● Information shown
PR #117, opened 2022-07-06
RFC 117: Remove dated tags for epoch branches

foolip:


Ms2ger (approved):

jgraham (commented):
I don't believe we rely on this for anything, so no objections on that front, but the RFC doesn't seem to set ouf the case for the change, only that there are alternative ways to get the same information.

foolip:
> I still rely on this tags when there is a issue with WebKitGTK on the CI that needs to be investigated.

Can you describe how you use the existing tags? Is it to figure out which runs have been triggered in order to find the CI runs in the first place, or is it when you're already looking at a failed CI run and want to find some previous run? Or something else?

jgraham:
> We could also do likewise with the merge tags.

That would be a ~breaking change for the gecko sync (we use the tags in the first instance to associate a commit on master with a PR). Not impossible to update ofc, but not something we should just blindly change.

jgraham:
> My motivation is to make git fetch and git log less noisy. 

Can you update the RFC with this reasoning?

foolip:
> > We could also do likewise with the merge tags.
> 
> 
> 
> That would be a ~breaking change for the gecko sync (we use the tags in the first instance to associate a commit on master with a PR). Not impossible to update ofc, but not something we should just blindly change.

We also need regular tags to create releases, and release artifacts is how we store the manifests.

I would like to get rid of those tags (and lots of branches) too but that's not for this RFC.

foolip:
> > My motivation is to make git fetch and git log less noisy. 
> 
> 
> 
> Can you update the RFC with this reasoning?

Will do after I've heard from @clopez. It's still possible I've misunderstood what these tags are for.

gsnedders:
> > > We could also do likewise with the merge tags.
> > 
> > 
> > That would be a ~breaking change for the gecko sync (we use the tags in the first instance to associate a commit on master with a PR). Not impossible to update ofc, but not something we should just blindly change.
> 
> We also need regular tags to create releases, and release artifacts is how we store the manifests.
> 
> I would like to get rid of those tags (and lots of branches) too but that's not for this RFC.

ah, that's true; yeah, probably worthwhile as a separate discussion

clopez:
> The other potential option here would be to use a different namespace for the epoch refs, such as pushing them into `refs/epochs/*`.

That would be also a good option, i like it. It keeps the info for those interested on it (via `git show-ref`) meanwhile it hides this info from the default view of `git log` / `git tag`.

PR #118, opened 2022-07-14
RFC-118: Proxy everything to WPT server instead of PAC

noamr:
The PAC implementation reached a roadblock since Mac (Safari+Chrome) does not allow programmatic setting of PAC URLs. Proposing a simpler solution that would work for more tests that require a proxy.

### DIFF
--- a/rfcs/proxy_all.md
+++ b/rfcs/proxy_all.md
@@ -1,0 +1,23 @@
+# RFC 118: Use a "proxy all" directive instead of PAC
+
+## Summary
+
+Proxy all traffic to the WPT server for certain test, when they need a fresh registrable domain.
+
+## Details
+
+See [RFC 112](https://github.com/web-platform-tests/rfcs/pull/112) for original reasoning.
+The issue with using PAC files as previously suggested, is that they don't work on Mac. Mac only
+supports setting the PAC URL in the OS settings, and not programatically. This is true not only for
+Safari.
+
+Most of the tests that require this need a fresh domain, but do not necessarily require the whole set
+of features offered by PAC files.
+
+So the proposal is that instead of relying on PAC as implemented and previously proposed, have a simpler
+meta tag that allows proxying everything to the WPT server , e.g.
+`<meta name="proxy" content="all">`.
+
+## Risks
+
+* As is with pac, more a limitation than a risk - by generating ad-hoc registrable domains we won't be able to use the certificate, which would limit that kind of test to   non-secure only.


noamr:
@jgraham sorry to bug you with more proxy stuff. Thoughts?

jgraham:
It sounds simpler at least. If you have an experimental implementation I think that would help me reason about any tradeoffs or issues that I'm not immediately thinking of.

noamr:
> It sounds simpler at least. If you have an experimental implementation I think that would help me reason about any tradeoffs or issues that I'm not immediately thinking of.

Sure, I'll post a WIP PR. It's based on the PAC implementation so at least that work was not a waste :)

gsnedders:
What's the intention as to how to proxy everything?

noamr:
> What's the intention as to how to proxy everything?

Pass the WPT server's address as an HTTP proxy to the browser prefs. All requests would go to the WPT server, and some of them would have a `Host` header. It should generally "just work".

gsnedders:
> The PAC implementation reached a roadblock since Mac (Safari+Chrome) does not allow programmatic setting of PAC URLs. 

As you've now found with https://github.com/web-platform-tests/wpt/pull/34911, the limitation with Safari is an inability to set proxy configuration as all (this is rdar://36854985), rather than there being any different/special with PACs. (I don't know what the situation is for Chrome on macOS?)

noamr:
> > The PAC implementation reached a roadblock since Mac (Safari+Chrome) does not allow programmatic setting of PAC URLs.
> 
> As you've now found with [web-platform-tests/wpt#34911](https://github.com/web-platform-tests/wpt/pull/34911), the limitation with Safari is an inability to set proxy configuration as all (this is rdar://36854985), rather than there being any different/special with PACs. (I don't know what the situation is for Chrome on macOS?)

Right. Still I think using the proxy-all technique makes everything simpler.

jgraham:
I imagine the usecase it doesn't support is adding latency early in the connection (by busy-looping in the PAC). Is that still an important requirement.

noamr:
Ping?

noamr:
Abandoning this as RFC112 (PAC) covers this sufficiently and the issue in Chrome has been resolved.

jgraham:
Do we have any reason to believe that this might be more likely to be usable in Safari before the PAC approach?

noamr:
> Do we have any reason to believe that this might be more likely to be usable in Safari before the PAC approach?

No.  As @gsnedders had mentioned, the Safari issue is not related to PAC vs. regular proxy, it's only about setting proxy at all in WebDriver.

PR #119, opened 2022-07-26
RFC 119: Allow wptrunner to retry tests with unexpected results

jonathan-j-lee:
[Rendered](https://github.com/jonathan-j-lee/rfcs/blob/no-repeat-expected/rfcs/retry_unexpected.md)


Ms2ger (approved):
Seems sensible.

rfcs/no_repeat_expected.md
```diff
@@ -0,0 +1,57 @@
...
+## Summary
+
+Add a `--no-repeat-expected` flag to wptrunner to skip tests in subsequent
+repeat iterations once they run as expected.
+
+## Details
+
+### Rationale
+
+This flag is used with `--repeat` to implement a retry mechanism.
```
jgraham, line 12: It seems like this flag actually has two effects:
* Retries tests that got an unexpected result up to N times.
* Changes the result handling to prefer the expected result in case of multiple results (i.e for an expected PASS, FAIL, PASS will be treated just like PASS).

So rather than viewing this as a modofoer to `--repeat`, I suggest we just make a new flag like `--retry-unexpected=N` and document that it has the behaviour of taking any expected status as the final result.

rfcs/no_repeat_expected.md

● Task details
After reading through the material, report every line that holds "something".

● Completed task
Can you describe how you use the existing tags? Is it to figure out which runs have been triggered in order to find the CI runs in the first place, or is it when you're already looking at a failed CI run and want to find some previous run? Or something else?
That would be a ~breaking change for the gecko sync (we use the tags in the first instance to associate a commit on master with a PR). Not impossible to update ofc, but not something we should just blindly change.
> That would be a ~breaking change for the gecko sync (we use the tags in the first instance to associate a commit on master with a PR). Not impossible to update ofc, but not something we should just blindly change.
> > That would be a ~breaking change for the gecko sync (we use the tags in the first instance to associate a commit on master with a PR). Not impossible to update ofc, but not something we should just blindly change.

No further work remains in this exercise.